Accesso a server globali tramite credenziali valide
L'esame ha rivelato qualcosa di molto più ampio di quanto previsto. Ottenendo il token privato del suo aspirapolvere, il sistema gli ha fornito accesso a server globali, inclusi dispositivi situati in Stati Uniti, Europa e Cina. Adoufal ha spiegato a The Verge che non ha utilizzato tecniche di hacking avanzate o di forza bruta, ma semplicemente credenziali valide generate dal suo stesso dispositivo.
Vulnerabilità nell'archiviazione dei dati
Il problema non risiedeva nel cifraggio delle comunicazioni, ma nel modo in cui i dati venivano archiviati sui server. Sembrava che i dati fossero memorizzati in testo palese, facilmente accessibili se si ottenevano le credenziali corrette. Questa vulnerabilità permetteva di consultare planimetrie dettagliate delle abitazioni generate dal sistema di mappatura, accedere alla trasmissione in diretta della telecamera e del microfono integrati, e controllare a distanza i robot compromessi.

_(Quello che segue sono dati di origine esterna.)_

PR #498, opened 2020-06-09
Fix for k3s cluster

mborodin-px:
As we install portworx on master node in k3s environment, we have to update all nodes instead of only worker nodes.

Tests passed here:
https://jenkins.portworx.co/job/Torpedo/job/tp-dev-test/677/ (postgres,rabbitmq,sysbench,wordpress-sharedv4)
https://jenkins.portworx.co/job/Torpedo/job/tp-dev-test/671/ (elasticsearch,mysql,nginx,nginx-sharedv4)

### DIFF
--- a/drivers/volume/portworx/portworx.go
+++ b/drivers/volume/portworx/portworx.go
@@ -239,7 +239,7 @@ func (d *portworx) RefreshDriverEndpoints() error {
 }
 
 func (d *portworx) updateNodes(pxNodes []api.StorageNode) error {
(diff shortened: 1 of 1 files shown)


thiguetta:
Why do we install Portworx in master node?

mborodin-px:
k3s deployments are normally "tiny" (minimal K8s-distro, running very few nodes)

thiguetta:
@mborodin-px why we merged this without proper testing?

PR #499, opened 2020-06-12
PTX-2579 Add IO size  to sysbench

stgleb:


thiguetta:
Why do we need this? Sysbench purpose is to run IO in a loop, so it keeps creating and cleaning infinitely, why we need to enforce size?

stgleb:
> Why do we need this PR? why do we need to enforce size?

I am currenlty in progress of adding more apps to STORK integration tests and we want to specify size of IO run against app(mysql).

PR #501, opened 2020-06-16
Fix for ValidateVolumeCleanup method for cloud runs

mborodin-px:
I have noticed that when we run torpedo on AKS, we are running ValidateVolumeCleanup function on torpedo instance which doesn't have installed portworx on it.

`2020/06/15 21:04:51 Failed to run command on: . Cause: debug pod not found in node {{ 0 0 0 0 0 STATUS_NONE map[] []    map[]  UnknownMachine {} [] 0} 10b59f59-eca3-44a6-946f-f853ebd7fb31  aks-torpedo-24102394-vmss000000 [10.240.0.7]  Worker 0 eastus false false []} Next retry in: 10s`

### DIFF
--- a/drivers/volume/portworx/schedops/k8s-schedops.go
+++ b/drivers/volume/portworx/schedops/k8s-schedops.go
@@ -408,7 +408,7 @@ func (k *k8sSchedOps) ValidateVolumeCleanup(d node.Driver) error {
 		Name:           "*portworx-volume",
 	}
 
-	for _, n := range node.GetWorkerNodes() {
+	for _, n := range node.GetStorageDriverNodes() {
 		volDirList, _ := d.FindFiles(k8sPodsRootDir, n, listVolOpts)
 		nodeToPodsMap[n.Name] = separateFilePaths(volDirList)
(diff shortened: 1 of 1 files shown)


drivers/volume/portworx/schedops/k8s-schedops.go
```diff
@@ -408,7 +408,7 @@ func (k *k8sSchedOps) ValidateVolumeCleanup(d node.Driver) error {
 		Name:           "*portworx-volume",
 	}
 
-	for _, n := range node.GetWorkerNodes() {
+	for _, n := range node.GetStorageDriverNodes() {
```
harsh-px, line 411: can you check if GetStorageDriverNodes return storage and storageless PX nodes (i.e nodes where PX is installed but are storageless)

mborodin-px: yes, it returns all workers and PX nodes:
```
if n.Type == TypeWorker && n.IsStorageDriverInstalled {
			nodeList = append(nodeList, n)
		}
```

PR #504, opened 2020-06-23
new volume driver: LINSTOR

chrboe:
This adds a new volume driver for LINSTOR, which is needed to be able to run the Stork integration tests against LINSTOR.

### DIFF
--- a/drivers/volume/linstor/linstor.go
+++ b/drivers/volume/linstor/linstor.go
@@ -1,0 +1,127 @@
+package linstor
+
+import (
+	"context"
+	"fmt"
+	"time"
+
+	lclient "github.com/LINBIT/golinstor/client"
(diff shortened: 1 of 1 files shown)


chrboe:
I have the LINSTOR driver for Stork ready internally and it passes all the integration tests.
@disrani-px As soon as this gets merged I can send the patch for the Stork driver

tests/common.go
```diff
@@ -56,6 +56,8 @@ import (
 	_ "github.com/portworx/torpedo/drivers/volume/aws"
 	// import azure driver to invoke it's init
 	_ "github.com/portworx/torpedo/drivers/volume/azure"
+	// import linstor driver to invoke it's init
```
disrani-px, line 59: Don't really need this since you aren't running any torpedo tests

La risposta di dji e le future sfide
L'ingegnere ha prontamente informato l'azienda per consentirle di correggere la vulnerabilità. Successivamente, DJI ha rilasciato aggiornamenti per risolvere il problema, senza richiedere alcuna azione da parte degli utenti. Tuttavia, Adoufal sottolinea che persistono alcune questioni aperte, come la possibilità di visualizzare la telecamera senza l'inserimento di un PIN di sicurezza.
Il rischio crescente dei dispositivi iot
Questo caso riapre il dibattito sui rischi associati ai dispositivi IoT (Internet of Things) presenti nelle nostre case. Sebbene offrano comodità e automazione, possono rappresentare una porta di accesso a dati estremamente sensibili. La sicurezza dei dispositivi connessi deve essere una priorità assoluta per garantire la privacy e la protezione dei nostri dati personali.
Cosa fare per proteggersi
Anche se DJI ha rilasciato gli aggiornamenti, è importante adottare alcune misure di sicurezza aggiuntive:
- Aggiornare regolarmente il firmware dei dispositivi IoT.
- Utilizzare password complesse e uniche per ogni dispositivo.
- Abilitare l'autenticazione a due fattori, quando disponibile.
- Monitorare attentamente l'attività dei dispositivi connessi.